Herman O. Kent (April 19, 1884 - ?) was a farmhand, typesetter and trade union activist from Milwaukee, Wisconsin who served two terms as a Socialist member of the Wisconsin State Assembly representing Milwaukee County's 9th Assembly district (the 9th and 10th wards of the City of Milwaukee).

== Background ==
Kent was born in Germany on April 19, 1884. He came to the town of Ashippun in Dodge County, Wisconsin with his parents, when one month old, living there on a farm until 1898, and attending local public schools and St. John's German-language parochial school. He then moved to Monterey in Waukesha County where
he continued school and worked on a farm until 1901, when he entered his printing trade apprenticeship at the Wisconsin Free Press in Oconomowoc. After completing apprenticeship, he worked for several newspapers in Wisconsin. He went to Milwaukee in 1906, joining International Typographical Union Local 23 and continuing
in his trade, eventually becoming a linotype operator for the Milwaukee Leader. He was active in the trade union movement and became a member of the Social Democratic party in 1908.

== Legislature ==
In 1912, Kent ran for the Assembly seat held by Socialist Edmund J. Berner, who was running for the state senate.
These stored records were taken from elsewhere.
Issue #7923, opened 2024-06-05
Anaconda displays incorrectly in environment list.


linette-zyy:
**Describe the bug**
![image](https://github.com/microsoft/PTVS/assets/59192491/1872022c-ee37-48f3-ab53-84c88040462d)

**Steps to Reproduce**
1. Install Anaconda (downloads from https://www.anaconda.com/download/)
2. Create Python Application project
3. Right-click on Python Environments node in SE and select "View All Python Environments"
4. Check the environment list

**Expected behavior**
It should display complete version.

**Additional context and screenshots**
Anaconda version is Python 3.11.7
![image](https://github.com/microsoft/PTVS/assets/59192491/2e2f7c5b-a26c-4ad6-8015-cfcf872745d3)
But it displays Python 3.1
![image](https://github.com/microsoft/PTVS/assets/59192491/36151ce6-6dec-4c3b-aa7c-469e57b556a4)

I also install Python 3.12 from python.org. It displays correct.
![image](https://github.com/microsoft/PTVS/assets/59192491/f37bf1c8-2e51-4b3c-9ef9-1c4885f4183f)

StellaHuang95:
Might be related: https://github.com/microsoft/PTVS/issues/7901#issuecomment-2155832284

StellaHuang95:
@linette-zyy Does this still repro? How did you add the conda environment to your Python project? Could you show more detailed steps or a git that repros the issue?

StellaHuang95:
Never mind I was able to repro it now. I had to uninstall the python 3.12 from python.org and register Anaconda as my default Python. ![Image](https://github.com/user-attachments/assets/e1c2664d-77d7-4e16-9347-455df3dcf831)

PR #8057, opened 2024-11-07
Fix wrong Conda Python version being displayed in the UI

StellaHuang95:
Fixes https://github.com/microsoft/PTVS/issues/7923

PTVS find Python installations by checking the registry entries. The python.org python has some subkeys that PTVS uses to get the version number, while conda python does not.
image

Fix the issue by extracting the first 4 characters of the `tag` if python version is > 3.10, and the first 3 characters otherwise.


rchiodo (commented):
Maybe a regex would be better?

Something like so:

```
\d+\.\d+\.*\d*
```

Which matches 3.13, 3.13.0, 3.2, etc.

StellaHuang95:
> Maybe a regex would be better?
> 
> Something like so:
> 
> ```
> \d+\.\d+\.*\d*
> ```
> 
> Which matches 3.13, 3.13.0, 3.2, etc.

@rchiodo sure, this should give me just the major.minor version from the version string

rchiodo (approved):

Kent lost to Democrat William Walsh, who earned 1,209 votes against 1,035 for Kent, 459 for Republican Eugene Herman, and 31 for Prohibitionist Frank F. Wolfe. In 1914, with Walsh not running, Kent won the seat, with 915 votes to 674 for Democrat Anton Schloege and 548 for Republican Anthony Rausch, Jr. He was assigned to the standing committees on education and statutory revision.

Kent won re-election in 1916 with a vote of 1136, against 812 for Republican candidate A. F. Geisinger and 485 for prior opponent Rausch (now running as a Democrat). He transferred to the committee on labor.

He did not run for re-election in 1918, and was succeeded by fellow Socialist Julius Kiesner.

== Run for governor ==
In 1926, Kent was the Socialist nominee for Governor of Wisconsin. He came in fourth in a six-way race, with 40,293 votes (7.28%) out of 552,912.